Specificity
So, I was talking with Whiskey about animals, (there had been a cat outside the school), and he commented that I seemed to really like cats. It's true, I do. It got me thinking why I like animals in general so much. I really like watching squirrels, or birds, or bugs-It isn't purely scientific, though I do like noting their peculiar colorations and behavior. Ultimately, what i arrived at was that I liked the specificity of life. A squirrel is not a rabbit. It is its own thing. This could be seen as a love of variety, but that's a red herring. Even if their were only one, I think I would like its one-ness. Beyond that, I like the specificity of each individual thing. I like thinking about the millions of squirrels I have missed, the millions of people I have missed, the millions of a million other things i have missed, because I simply was born, centuries earlier, or in another place. My life must necessarily be filled with a limited number of specific things. I don't see a squirrel. I see that squirrel. This specifity seems peculiar to life. Surely their can be a specific rock, or location or cloud...but these seem mutable, or lacking identity...clouds smush into each other, and lose their cohesion, oceans and landmasses and locations all have blurred edges. You can't tell where they stop and where a new ocean, or landmass, or location begins.
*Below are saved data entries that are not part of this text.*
PR #13749, opened 2018-10-28
[svg] circle radius 0 disables rendering

ewilligers:
A value of 0 for circle r, ellipse rx/ry, rect width/height
disables rendering.

https://www.w3.org/TR/SVG2/shapes.html#CircleElement
https://www.w3.org/TR/SVG2/shapes.html#EllipseElement
https://www.w3.org/TR/SVG2/shapes.html#RectElement


ewilligers:
Accompanies spec PR https://github.com/w3c/svgwg/pull/568

dirkschulze (approved):

PR #13750, opened 2018-10-28
[filter-effects] filter arguments optional

ewilligers:
grayscale() etc may be used without arguments.

https://github.com/w3c/fxtf-drafts/issues/1


ewilligers:
I was looking at an old version of the spec when I initially wrote the parsing test.

dirkschulze (approved):

Issue #13299, opened 2018-10-01
Run affected tests in Edge and Safari for PRs


foolip:
One upon a time we had Chrome, Edge, Firefox and Safari all running some tests for PRs. It was never robust enough to be truly useful, but we had it until we had to remove Edge and Safari in https://github.com/web-platform-tests/wpt/issues/9903.

We are now in the process (https://github.com/web-platform-tests/wpt/issues/13194) of moving Chrome and Firefox to Taskcluster and we'll use the results in https://github.com/web-platform-tests/wpt/issues/7475.

That still leaves Edge and Safari without any coverage on PRs.

For Edge, there doesn't appear to exist an CI integrated with GitHub where we could run Edge, much less Edge Insider Preview. @thejohnjansen for ideas.

For Safari, it's possible we could use Travis's macOS support, but nobody has tested this. It would also be a fairly different setup from what @jugglinmike has set up. @youennf for ideas.

The value of this would be preventing accidental regressions of tests in Edge and Safari, just like for Chrome and Firefox.

foolip:
https://github.com/travis-ci/travis-ci/issues/7187 as some discussion on Safari in Travis.

foolip:
In https://github.com/foolip/web-platform-tests/pull/3 I've experimented with macOS on Travis to the point where I got Safari TP installed, do nothing with it, and then run a lint that fails:
https://travis-ci.org/foolip/web-platform-tests/builds/435885997

(For Safari 12 stable, the Travis macOS image wasn't new enough, "[This update requires macOS version 10.13.6 or later](https://travis-ci.org/foolip/web-platform-tests/builds/435880537)", but Travis's latest is 10.13.3.)

Put together with some of @jugglinmike's amazing tricks for macOS in https://github.com/web-platform-tests/results-collection it would probably be possible to run affected tests on Safari TP on Travis.

Whether we run them 10 times for stability or just once for results, this will time out if too many tests are affected. We'd also have to find a way to get the results into wpt.fyi. So it's not a trivial undertaking, but at least the OS images exist and probably work for this.

foolip:
I've also experimented briefly with Cirrus CI. Their macOS support is ultimately backed by https://www.macstadium.com/, which I recall @jugglinmike has mentioned at some point.

Cirrus CI has macOS 10.13.5, and in https://github.com/foolip/web-platform-tests/pull/4 I got it as far as with Travis, namely I got STP 65 installed.

[...]

PR #13769, opened 2018-10-30
Add configuration for Azure Pipelines

foolip:
This just runs infrastructure/ tests on relevant PRs, something minimal
and useful before trying to enable Azure Pipelines for the first time.

Part of https://github.com/web-platform-tests/wpt/issues/13299.


foolip:
The result of exactly this configuration on a fork can be seen in https://github.com/foolip/wpt/pull/7/checks?check_run_id=27262041.

foolip:
https://dev.azure.com/web-platform-tests/wpt is the Azure DevOps org/project where I'll add a pipeline to point at this file once landed. There is some minimal configuration that is done in that UI, like whether PRs trigger builds, but nothing too interesting.

foolip:
https://github.com/foolip/wpt/pull/7/checks?check_run_id=27372593 / https://dev.azure.com/foolip/wpt/_build/results?buildId=118&view=logs is a run using this configuration, but with the `condition` lines deleted to make everything unconditional.

.azure-pipelines.yml
```diff
@@ -0,0 +1,60 @@
...
+    displayName: 'List test jobs'
+
+  - script: |
+      sudo easy_install pip
+      sudo pip install -U virtualenv
+    displayName: 'Install Python packages'
+    condition: variables.run_wptrunner_infrastructure
+
+  - script: |
+      sudo cp fonts/Ahem.ttf /Library/Fonts
```
jgraham: Is this actually needed? Shouldn't we pass `--install-fonts` to `wpt run` instead?

.azure-pipelines.yml
```diff
@@ -0,0 +1,60 @@
...
+    condition: variables.run_wptrunner_infrastructure
+
+  - script: |
+      # https://github.com/web-platform-tests/results-collection/blob/master/src/scripts/trust-root-ca.sh
+      sudo security add-trusted-cert -d -r trustRoot -k /Library/Keychains/System.keychain tools/certs/cacert.pem
+    displayName: 'Install web-platform.test certificate'
+    condition: variables.run_wptrunner_infrastructure
+
+  - script: |
+      # Pin to STP 67, as SafariDriver isn't working in 68.
```
jgraham: How will we remember to update this?

.azure-pipelines.yml
foolip: This was after that failed to work once, font installation seems to be racy or something. I guess I could debug it more, how bad do you think this is?

.azure-pipelines.yml
foolip: I'll need to file a bug and bother @burg about it.

.azure-pipelines.yml
jgraham: It's an issue we've had in buildbot and in gecko CI, so I would like to understand what's going on. If you tried it and it doesn't work out of the box, this is OK for now but we should certainly follow up with the investigations, because `--install-fonts` always works locally on a Mac.

foolip:
To make review easier if there are more changes, I've created https://github.com/foolip/wpt/pull/10 from the very same branch, so that PR will be in sync with this one, but you can see Azure Pipelines results there.

.azure-pipelines.yml
foolip: Nope, still broken: https://dev.azure.com/foolip/wpt/_build/results?buildId=122&view=logs

I'll file an issue and link it from this file.

foolip:
This PR now builds on https://github.com/web-platform-tests/wpt/pull/13801, to be able to verify the config with a minimal change.

jgraham (approved):

PR #13781, opened 2018-10-30
[webdriver]: add checks for execute_script tests recognising promises

christian-bromann:
I've been come across point 4, 5, 6 and 7 of the `[execute_script](https://w3c.github.io/webdriver/#execute-script)` recognising promises if returned as such and apparently Geckodriver does resolve/reject a promise properly but don't recognise script timeouts for it (see https://github.com/web-platform-tests/wpt/pull/13781#issuecomment-434319629). Chromedriver always returns with status code 200 and `value: {}`.

This is my first stab at this and would love to get initial feedback as it seems that drivers behave differently/inconsistent here which can be either a bug in the driver or in the protocol definition.

### DIFF
--- a/webdriver/tests/execute_script/promise.py
+++ b/webdriver/tests/execute_script/promise.py
@@ -1,5 +1,3 @@
-# META: timeout=long
-
 import pytest
 
 from tests.support.asserts import assert_dialog_handled, assert_error, assert_success
@@ -16,44 +14,67 @@ def execute_script(session, script, args=None):
         body)
 
 
-def set_timeouts(session, timeouts):
-    return session.transport.send(
-        "POST", "session/{session_id}/timeouts".format(**vars(session)),
-        timeouts)
-
-
 def test_promise_resolve(session):
     response = execute_script(session, """
-        return new Promise(
-            (resolve) => setTimeout(
-                () => resolve('foobar'),
-                1
-            )
-        );
+        return Promise.resolve('foobar');
         """)
     assert_success(response, "foobar")
 
 
-def test_promise_reject(session):
-    response = execute_script(session, """
-        return new Promise(
-            (resolve, reject) => setTimeout(
-                () => reject('some_error'),
-                1
-            )
-        );
-        """)
-    assert_error(response, "some_error")
-
-
-def test_promise_timeout(session):
-    response = set_timeouts(session, {"script": 100})
+def test_promise_resolve_delayed(session):
     response = execute_script(session, """
         return new Promise(
             (resolve) => setTimeout(
-                () => resolve('timeout_error'),
-                200
+                () => resolve('foobar'),
+                50
             )
         );
         """)
-    assert_error(response, "timeout_error")
+    assert_success(response, "foobar") 
+
+
+def test_promise_reject(session):
+    response = execute_script(session, """
+        return Promise.reject(new Error('my error'));
+        """)
+    assert_error(response, "unknown error")
+    assert response.body["value"]["message"] == "Error: my error"
+
+
+def test_promise_reject_delayed(session):
+    response = execute_script(session, """
+        return new Promise(
+            (resolve, reject) => setTimeout(
+                () => reject(new Error('my error')),
+                50
+            )
+        );
+        """)
+    assert_error(response, "unknown error")
+    assert response.body["value"]["message"] == "Error: my error" 
+
+
+def test_promise_resolve_timeout(session):
+    session.timeouts.script = .1
+    response = execute_script(session, """
+        return new Promise(
+            (resolve) => setTimeout(
+                () => resolve('success'),
+                1000
+            )
+        );
+        """)
+    assert_error(response, "timeout error")
+
+
+def test_promise_reject_timeout(session):
+    session.timeouts.script = .1
+    response = execute_script(session, """
+        return new Promise(
+            (resolve, reject) => setTimeout(
+                () => reject(new Error('my error')),
+                1000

Life is limited to the bounds of the particular....I still feel like I haven't put my finger on it exactly...
2 Comments:
What's great is that even the sky can be a particular...the concept "lost in space" is reversed when you remember that a Star once led us home.
7:50 AM
I like to think about it in terms of the Trinity: the more you enter into the mystery, the more you are convinced of both the oneness and the threeness of God. Just so, the more you get to know and love the world He has made, the more you see both the unity and multiplicity of it, the similarity and specificity--it's that forever-growing tension I love.